Issue #2821, opened 2019-05-16
Operator install stays in unknown state due to incorrect YAML in docs


garethahealy:
**Describe the bug**
Following the install for the operator doesn't work. The Subscription has an invalid source value. Currently points to _enmasse-operators_, but should be pointing to the named CatalogSourceConfig, which is: _installed-enmasse-operators_ 

**To Reproduce**
Following docs @ https://github.com/EnMasseProject/enmasse/blob/e44c8c596d187171e580746d1caba84a3ce13aa9/documentation/modules/proc-installing-using-olm.adoc

**Expected behavior**
Operator installs successfully following docs

k-wall:
Fixed by #2822

PR #2822, opened 2019-05-16
[2821] Fixed docs YAML using incorrect source name for operator install

garethahealy:
https://github.com/EnMasseProject/enmasse/issues/2821

### DIFF
--- a/documentation/modules/proc-installing-using-olm.adoc
+++ b/documentation/modules/proc-installing-using-olm.adoc
@@ -23,7 +23,7 @@ cat <<EOF | {cmdcli} apply -f -
 apiVersion: operators.coreos.com/v1
 kind: OperatorSource
 metadata:
-  name: enmasse-operators
+  name: {OperatorSourceName}
   namespace: {OperatorMarketplaceNamespace}
 spec:
   type: appregistry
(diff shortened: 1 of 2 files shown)


garethahealy:
@k-wall @lulf ; is this OK to be merged?

jenmalloy:
I approve from a documentation standpoint, but I'll let @k-wall approve the technical aspect first

documentation/modules/proc-installing-using-olm.adoc
```diff
@@ -65,7 +65,7 @@ metadata:
 spec:
   channel: alpha
   name: {OperatorName}
-  source: {OperatorSourceName}
+  source: {OperatorSourceConfigName}
```
ctron: To me the change looks fine. However I think that for the `name` attribute in the other CR instances (`CatalogSourceConfig` and `OperatorSource), we should use the parameter as well.

And the more I look at this, the less I think this will work downstream. At least the publisher and display names should be replaced as well. But more important, the app registry will not contain downstream images. And the operator package name will be different as well.

For this PR I think it is fine, but I think we need some more work in general.

garethahealy: @ctron ; is this OK to be merged then? PR says you've requested changes but at same time say its fine.

ctron: I said it is fine in general, but taking a look at the `name` parameters, don't you think they should be changed as well?

garethahealy: rebased and updated name params to use attributes.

------------------------

→ **Exercise requirements**:
The records must be given again in full, exactly as they were written.

→ **Solution to this task**:
Issue #2821, opened 2019-05-16
Operator install stays in unknown state due to incorrect YAML in docs


garethahealy:
**Describe the bug**
Following the install for the operator doesn't work. The Subscription has an invalid source value. Currently points to _enmasse-operators_, but should be pointing to the named CatalogSourceConfig, which is: _installed-enmasse-operators_ 

**To Reproduce**
Following docs @ https://github.com/EnMasseProject/enmasse/blob/e44c8c596d187171e580746d1caba84a3ce13aa9/documentation/modules/proc-installing-using-olm.adoc

**Expected behavior**
Operator installs successfully following docs

k-wall:
Fixed by #2822

PR #2822, opened 2019-05-16
[2821] Fixed docs YAML using incorrect source name for operator install

garethahealy:
https://github.com/EnMasseProject/enmasse/issues/2821

### DIFF
--- a/documentation/modules/proc-installing-using-olm.adoc
+++ b/documentation/modules/proc-installing-using-olm.adoc
@@ -23,7 +23,7 @@ cat <<EOF | {cmdcli} apply -f -
 apiVersion: operators.coreos.com/v1
 kind: OperatorSource
 metadata:
-  name: enmasse-operators
+  name: {OperatorSourceName}
   namespace: {OperatorMarketplaceNamespace}
 spec:
   type: appregistry
(diff shortened: 1 of 2 files shown)


garethahealy:
@k-wall @lulf ; is this OK to be merged?

jenmalloy:
I approve from a documentation standpoint, but I'll let @k-wall approve the technical aspect first

documentation/modules/proc-installing-using-olm.adoc
```diff
@@ -65,7 +65,7 @@ metadata:
 spec:
   channel: alpha
   name: {OperatorName}
-  source: {OperatorSourceName}
+  source: {OperatorSourceConfigName}
```
ctron: To me the change looks fine. However I think that for the `name` attribute in the other CR instances (`CatalogSourceConfig` and `OperatorSource), we should use the parameter as well.

And the more I look at this, the less I think this will work downstream. At least the publisher and display names should be replaced as well. But more important, the app registry will not contain downstream images. And the operator package name will be different as well.

For this PR I think it is fine, but I think we need some more work in general.

garethahealy: @ctron ; is this OK to be merged then? PR says you've requested changes but at same time say its fine.

ctron: I said it is fine in general, but taking a look at the `name` parameters, don't you think they should be changed as well?

garethahealy: rebased and updated name params to use attributes.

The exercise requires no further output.